- [Provided records]:
=== Section Start ===

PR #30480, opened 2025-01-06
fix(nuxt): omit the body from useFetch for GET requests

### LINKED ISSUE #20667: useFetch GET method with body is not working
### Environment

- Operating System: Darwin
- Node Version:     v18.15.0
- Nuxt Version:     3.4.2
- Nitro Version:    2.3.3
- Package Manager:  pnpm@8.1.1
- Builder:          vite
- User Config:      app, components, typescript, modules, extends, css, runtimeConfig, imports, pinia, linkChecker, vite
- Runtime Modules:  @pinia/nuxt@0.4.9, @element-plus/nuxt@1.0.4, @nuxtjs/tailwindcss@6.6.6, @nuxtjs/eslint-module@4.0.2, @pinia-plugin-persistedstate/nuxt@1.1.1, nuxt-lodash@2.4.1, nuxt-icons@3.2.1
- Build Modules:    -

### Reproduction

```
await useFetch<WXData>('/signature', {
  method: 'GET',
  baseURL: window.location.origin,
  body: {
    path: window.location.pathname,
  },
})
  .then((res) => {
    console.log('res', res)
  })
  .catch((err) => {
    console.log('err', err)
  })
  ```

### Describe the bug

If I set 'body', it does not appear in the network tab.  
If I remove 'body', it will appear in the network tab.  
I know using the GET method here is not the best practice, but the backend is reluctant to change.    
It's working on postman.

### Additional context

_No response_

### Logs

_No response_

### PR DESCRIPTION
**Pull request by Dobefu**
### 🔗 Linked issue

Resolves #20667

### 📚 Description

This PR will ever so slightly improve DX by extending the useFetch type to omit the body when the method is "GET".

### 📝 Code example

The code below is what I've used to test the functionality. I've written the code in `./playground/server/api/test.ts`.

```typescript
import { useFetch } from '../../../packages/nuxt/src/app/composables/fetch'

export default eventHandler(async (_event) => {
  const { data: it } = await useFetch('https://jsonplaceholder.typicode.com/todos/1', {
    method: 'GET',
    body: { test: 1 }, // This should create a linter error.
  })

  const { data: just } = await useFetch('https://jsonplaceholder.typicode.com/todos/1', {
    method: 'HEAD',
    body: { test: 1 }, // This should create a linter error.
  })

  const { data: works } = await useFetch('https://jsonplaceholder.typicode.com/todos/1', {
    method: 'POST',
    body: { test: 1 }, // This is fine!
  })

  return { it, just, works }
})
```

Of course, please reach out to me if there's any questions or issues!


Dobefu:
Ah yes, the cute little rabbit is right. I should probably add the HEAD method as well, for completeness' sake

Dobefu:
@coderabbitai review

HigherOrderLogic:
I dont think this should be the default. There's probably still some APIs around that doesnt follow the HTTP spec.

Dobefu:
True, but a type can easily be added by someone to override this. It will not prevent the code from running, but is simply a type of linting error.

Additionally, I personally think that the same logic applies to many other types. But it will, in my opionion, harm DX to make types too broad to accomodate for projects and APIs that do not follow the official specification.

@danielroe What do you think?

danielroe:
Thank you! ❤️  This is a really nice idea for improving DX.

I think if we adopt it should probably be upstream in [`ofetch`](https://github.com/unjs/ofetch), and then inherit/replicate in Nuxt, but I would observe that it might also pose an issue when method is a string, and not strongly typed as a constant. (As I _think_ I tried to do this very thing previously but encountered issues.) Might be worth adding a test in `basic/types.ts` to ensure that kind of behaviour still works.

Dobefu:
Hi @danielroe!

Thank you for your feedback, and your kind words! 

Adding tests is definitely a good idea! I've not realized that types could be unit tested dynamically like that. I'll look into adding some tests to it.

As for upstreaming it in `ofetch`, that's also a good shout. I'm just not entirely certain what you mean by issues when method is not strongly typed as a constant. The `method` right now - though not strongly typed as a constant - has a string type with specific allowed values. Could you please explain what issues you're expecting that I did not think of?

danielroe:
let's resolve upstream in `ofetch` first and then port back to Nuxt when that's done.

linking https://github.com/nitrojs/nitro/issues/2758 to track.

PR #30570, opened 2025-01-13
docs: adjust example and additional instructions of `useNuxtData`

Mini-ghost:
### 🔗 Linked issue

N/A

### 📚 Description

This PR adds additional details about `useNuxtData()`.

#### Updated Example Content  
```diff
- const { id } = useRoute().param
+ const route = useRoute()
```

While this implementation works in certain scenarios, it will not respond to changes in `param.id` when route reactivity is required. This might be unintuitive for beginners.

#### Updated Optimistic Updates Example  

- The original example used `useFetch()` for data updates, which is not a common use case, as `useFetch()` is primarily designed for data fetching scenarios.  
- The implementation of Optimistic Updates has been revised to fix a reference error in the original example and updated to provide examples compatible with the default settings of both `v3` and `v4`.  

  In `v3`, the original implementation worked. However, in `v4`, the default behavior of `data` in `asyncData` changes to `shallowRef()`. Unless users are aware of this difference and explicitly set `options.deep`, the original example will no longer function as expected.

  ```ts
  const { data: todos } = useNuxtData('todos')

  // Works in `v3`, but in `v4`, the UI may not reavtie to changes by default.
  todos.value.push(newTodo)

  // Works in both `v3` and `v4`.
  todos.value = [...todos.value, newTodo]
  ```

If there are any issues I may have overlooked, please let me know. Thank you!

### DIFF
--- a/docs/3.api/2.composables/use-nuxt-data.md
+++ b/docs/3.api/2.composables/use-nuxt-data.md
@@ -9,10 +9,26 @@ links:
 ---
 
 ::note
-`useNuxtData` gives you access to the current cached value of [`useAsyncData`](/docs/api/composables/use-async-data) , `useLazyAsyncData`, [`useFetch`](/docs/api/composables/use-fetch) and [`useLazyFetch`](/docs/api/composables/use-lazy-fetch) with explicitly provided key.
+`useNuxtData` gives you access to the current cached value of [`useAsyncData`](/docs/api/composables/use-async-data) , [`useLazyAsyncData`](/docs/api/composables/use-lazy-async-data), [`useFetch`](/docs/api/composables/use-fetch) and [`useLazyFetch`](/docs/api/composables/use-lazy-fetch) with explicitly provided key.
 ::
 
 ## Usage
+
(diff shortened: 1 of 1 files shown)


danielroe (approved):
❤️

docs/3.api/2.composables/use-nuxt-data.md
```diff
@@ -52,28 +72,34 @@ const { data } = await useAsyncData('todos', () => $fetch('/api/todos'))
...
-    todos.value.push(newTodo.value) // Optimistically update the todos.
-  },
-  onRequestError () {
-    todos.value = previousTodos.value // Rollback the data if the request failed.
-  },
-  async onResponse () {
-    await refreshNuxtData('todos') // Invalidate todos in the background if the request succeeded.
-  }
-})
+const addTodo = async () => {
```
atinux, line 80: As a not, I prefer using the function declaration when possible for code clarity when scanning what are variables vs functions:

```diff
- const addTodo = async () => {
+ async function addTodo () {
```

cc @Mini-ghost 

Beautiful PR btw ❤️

=== Section End ===

- [Work instructions]:
State how many lines in the listing above contain "adding". Offer nothing besides that number.

- [Solution to this task]:
2